PR #4717, opened 2022-11-30
4490/GC+ mark & sweep

### LINKED ISSUE #4490: GC+: Mark and Sweep
Enable mark and sweep functionality for uncommitted GC

eden-ohana:
closes #4490


clients/spark/core/src/main/scala/io/treeverse/gc/UncommittedGarbageCollector.scala
```diff
@@ -86,6 +90,16 @@ object UncommittedGarbageCollector {
     val cutoffTime = DateUtils.addSeconds(new Date(), -minAgeSeconds)
     val startTime = java.time.Clock.systemUTC.instant()
 
+    val shouldMark = hc.getBoolean(LAKEFS_CONF_GC_DO_MARK, true)
+    val shouldSweep = hc.getBoolean(LAKEFS_CONF_GC_DO_SWEEP, true)
```
itaiad200, line 94: Can the default be false? At least for the beta version..

clients/spark/core/src/main/scala/io/treeverse/gc/UncommittedGarbageCollector.scala
```diff
@@ -86,6 +90,16 @@ object UncommittedGarbageCollector {
...
+    val markID = hc.get(LAKEFS_CONF_GC_MARK_ID, "")
+
+    GarbageCollector.validateRunModeConfigs(hc.getBoolean(LAKEFS_CONF_DEBUG_GC_NO_DELETE_KEY, false),
+      shouldMark,
+      shouldSweep,
+      hc.get(LAKEFS_CONF_GC_MARK_ID, "")
```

....

▸ **PROBLEM DETAILS**
Look through the data and gather every line with the string "false" in it.

▸ **WRITTEN ANSWER**
itaiad200, line 94: Can the default be false? At least for the beta version..
+    GarbageCollector.validateRunModeConfigs(hc.getBoolean(LAKEFS_CONF_DEBUG_GC_NO_DELETE_KEY, false),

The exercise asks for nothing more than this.